In the above description, a case where one pixel is treated as one bit (white or black information) and writing and reading are performed in units of 8 bits is shown. Is shown. If the image processing circuit (8) includes an AD converter, 2 pixels per pixel
Bit (four gradations), four bits (eight gradations), eight bits (16
Gray scale) can be displayed in exactly the same procedure as video information such as gray scale. In this case, writing and reading are performed in a predetermined number of pixel information units such as four pixels, two pixels, and one pixel. Further, color display can be performed by using color signals instead of gradations, or by having screen memories for three screens corresponding to the color signals and performing the same procedure for each color.

G) Advantages of the Invention As described above, the present invention provides writing, upper screen reading, and writing of a dot matrix display that is divided into upper and lower parts from the standpoint of a display signal as the use timing of the screen memory for one screen. Since the lower screen reading is repeated as one cycle and driven by the read signal, the capacity of the screen memory can be relatively small, and in each of the upper and lower screens, the writing speed to the screen memory can be reduced. Since the pixel information read from the screen memory can be transferred at half the speed, the display time is doubled, the screen does not flicker, and one screen can be read with one screen writing time, and the video signal can be read. Therefore, a display device with good image quality can be provided.

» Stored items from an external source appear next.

PR #330, opened 2021-07-07
docs: ✏️ upgrade storybook to 6.3

### LINKED ISSUE #329: Upgrade Storybook to 6.3
https://storybook.js.org/blog/storybook-6-3/

Main new features are some UI improvements, some new addons like [Measure](https://storybook.js.org/addons/@storybook/addon-measure) and [Outline](https://storybook.js.org/addons/storybook-addon-outline) that help with UI debugging (these would need to be installed separately if we want them), and, most importantly, [support for Vite](https://storybook.js.org/blog/storybook-for-vite/)

codyarose:
Closes #329


stories/__tests__/SQForm.stories.test.js
```diff
@@ -151,7 +152,7 @@ describe('Tests for FormWithValidation', () => {
     //Ten Thousand Options
     userEvent.click(screen.getByLabelText(/ten thousand options/i));
     const firstOption = screen.getAllByRole('option')[0];
-    userEvent.click(screen.getAllByRole('option')[0]);
+    fireEvent.click(screen.getAllByRole('option')[0]);
```
SeanGroff, line 155: Question - I thought `userEvent` was preferred over `fireEvent`?

SeanGroff (approved):

stories/__tests__/SQForm.stories.test.js
codyarose: It is, but it seems there was an update to `userEvent` that allows it to error if the target it's clicking isn't clickable because of things like `display: none` or `pointer-events: none`. Some of our tests ensure that nothing happens when an element is clicked and this error is preventing that. `fireEvent` is the low-level api that `userEvent` is built on, so we can still achieve the results we expect without being blocked by the fancy `userEvent` feature/error

codyarose: I feel like there should be an option to allow `userEvent` to click on an element that's somehow disabled without triggering the error, but I wasn't able to find one

Issue #337, opened 2021-07-14
`useForm` needs generics


codyarose:
The current types for `useForm` are not flexible enough for the way some components utilize it, and this is becoming a blocking issue for getting those components migrated to TS. We likely need type arguments for the field's value and event handlers at minimum.

20BBrown14:
Alright. It's been a hot minute since we've made any progress on this. But I _think_ I might have landed on something that is useable. The magic around generics + react events is still a little unknown to me but TS doesn't seem to complain and the types seem to line up with what I think they should be.

I have this branch linked below with the changes. I cribbed some of the changes from Cody's draft PR for this same issue.

After make the changes to the `useForm` hook I converted SQFormMultiSelect and SQFormDropdown to TS to display the changes working as expect. In the same vein, I updated some of the other components that benefit from using the generics.

Hopefully this will get some traction again and we can move forward with complete the Typescript conversion. I think this was the main blocker.

https://github.com/SelectQuoteLabs/SQForm/tree/issue/337_useForm_generics_revisited

SeanGroff:
Fixed by @20BBrown14 in #493

PR #338, opened 2021-07-14
refactor: 💡 add generics to useForm

codyarose:
This is what I've come up with so far - it seems to be working okay for my tests with SQFormTextField, but not quite right for SQFormDropdown (cc @SeanGroff )

https://www.loom.com/share/579531579466421885d6a3583d68265a

✅ Closes: #337


SeanGroff:
Thanks you @codyarose for taking on this challenge 🚀 ❤️

codyarose:
> Thanks you @codyarose for taking on this challenge 🚀 ❤️ 

It's a challenge for sure. The dropdown change handler is really throwing me off

SeanGroff:
> > Thanks you @codyarose for taking on this challenge 🚀 ❤️
> 
> It's a challenge for sure. The dropdown change handler is really throwing me off

When I was reading about this issue, MUI mentioned the `onChange` for the `<Select>` component is completely different than the `onChange` of the rest of the MUI components.

Should we expose a `handleSelectChange` hook in addition to `onChange` in the `useForm` hook? (If we can't solve this challenge with generics)

codyarose:
> Should we expose a `handleSelectChange` hook in addition to `onChange` in the `useForm` hook? (If we can't solve this challenge with generics)

I've been trying to implement that for a bit now and thought I had it figured out, but still errors...
image
I've used the exact props it expects (`SelectProps['onChange']`) and it still somehow gets 
```ts
((event: ChangeEvent<{ name?: string | undefined; value: unknown; }>, child: ReactNode) => void) | ChangeEventHandler<HTMLInputElement | HTMLTextAreaElement> | undefined
```

I'm not sure how the `ChangeEventHandler<HTMLInputElement | HTMLTextAreaElement>` is getting in there

codyarose:
@SeanGroff The main issue appears to be that Formik expects the `onChange` to be in one shape and the Mui components expect it to be in another shape. `Select` passes along a `child` prop with the `event`, `Checkbox` passes along a `checked` prop with the `event`, etc... while Formik just expects an `event`

I think something like this will work:
```ts
interface UseFormParam<ChangeEventType> {
  name: string;
  isRequired: boolean;
  onBlur?: React.FocusEventHandler;
  onChange?: (
    event: React.ChangeEvent<ChangeEventType>,
    ...args: any[]
  ) => void;
}
```
There's a rule to allow `any[]` on rest parameters, which I think is a valid option because sometimes you can't know exactly what all the parameters will be

codyarose:
https://www.loom.com/share/294836a04eb247c4b43168261b920c16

[Brief description of the drawings]

FIG. 1 is a block diagram of an image display device according to an embodiment of the present invention, FIG. 2 is a timing chart of main parts thereof, and FIG. 3 is an explanatory diagram showing write / read timing of a memory. (1) Liquid crystal display (2) Driver (3)
... screen memory, (4) ... (write) address counter,
(5a) (5b) ... (read) address counter, (6a)
(6b) ... selector, (7) ... register, (8) ...
Image processing circuit, (9)... Timing control circuit.

Claims (1)

(57) [Claims] 1. A liquid crystal display comprising a dot matrix divided into upper and lower parts, and a screen having an upper screen memory and a lower screen memory for storing pixel information corresponding to dots of the liquid crystal display for one screen. A memory, and writing means for sequentially storing video signals sequentially sent for one screen in the screen memory consisting of an upper screen memory and a lower screen memory in a predetermined number of pixel information units in pixel order; Reading means for sequentially reading screen information used for displaying both lower screens from a screen memory in units of a predetermined number of pixel information; and a writing timing of the writing means and a reading timing of the reading means. The timing is set alternately, and the reading means alternately stores pixel information corresponding to the upper screen and pixel information corresponding to the lower screen in a predetermined number of pixel information units for the upper screen memory and the lower screen memory. From memory The image display apparatus characterized by the pixel information for one screen by issuing several Kaidoku was configured to send the liquid crystal display device.